● To do:
Each record needs to be echoed exactly; can you do that?

● Given data:
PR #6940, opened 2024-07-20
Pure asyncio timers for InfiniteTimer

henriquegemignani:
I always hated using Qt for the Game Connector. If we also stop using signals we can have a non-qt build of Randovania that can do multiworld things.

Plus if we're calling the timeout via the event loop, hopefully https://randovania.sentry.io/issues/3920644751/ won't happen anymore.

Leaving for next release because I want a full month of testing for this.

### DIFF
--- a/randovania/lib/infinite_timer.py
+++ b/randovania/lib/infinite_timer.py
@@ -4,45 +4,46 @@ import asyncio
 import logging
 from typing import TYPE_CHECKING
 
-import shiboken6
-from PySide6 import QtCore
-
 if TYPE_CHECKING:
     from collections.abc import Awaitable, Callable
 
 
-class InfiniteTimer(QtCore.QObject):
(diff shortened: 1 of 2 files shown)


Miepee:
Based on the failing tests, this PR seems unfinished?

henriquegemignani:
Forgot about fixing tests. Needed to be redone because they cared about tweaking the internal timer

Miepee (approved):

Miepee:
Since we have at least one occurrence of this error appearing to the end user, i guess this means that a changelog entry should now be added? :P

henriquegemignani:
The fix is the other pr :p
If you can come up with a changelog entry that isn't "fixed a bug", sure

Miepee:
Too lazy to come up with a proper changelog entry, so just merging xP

● Answer box:
PR #6940, opened 2024-07-20
Pure asyncio timers for InfiniteTimer

henriquegemignani:
I always hated using Qt for the Game Connector. If we also stop using signals we can have a non-qt build of Randovania that can do multiworld things.

Plus if we're calling the timeout via the event loop, hopefully https://randovania.sentry.io/issues/3920644751/ won't happen anymore.

Leaving for next release because I want a full month of testing for this.

### DIFF
--- a/randovania/lib/infinite_timer.py
+++ b/randovania/lib/infinite_timer.py
@@ -4,45 +4,46 @@ import asyncio
 import logging
 from typing import TYPE_CHECKING
 
-import shiboken6
-from PySide6 import QtCore
-
 if TYPE_CHECKING:
     from collections.abc import Awaitable, Callable
 
 
-class InfiniteTimer(QtCore.QObject):
(diff shortened: 1 of 2 files shown)


Miepee:
Based on the failing tests, this PR seems unfinished?

henriquegemignani:
Forgot about fixing tests. Needed to be redone because they cared about tweaking the internal timer

Miepee (approved):

Miepee:
Since we have at least one occurrence of this error appearing to the end user, i guess this means that a changelog entry should now be added? :P

henriquegemignani:
The fix is the other pr :p
If you can come up with a changelog entry that isn't "fixed a bug", sure

Miepee:
Too lazy to come up with a proper changelog entry, so just merging xP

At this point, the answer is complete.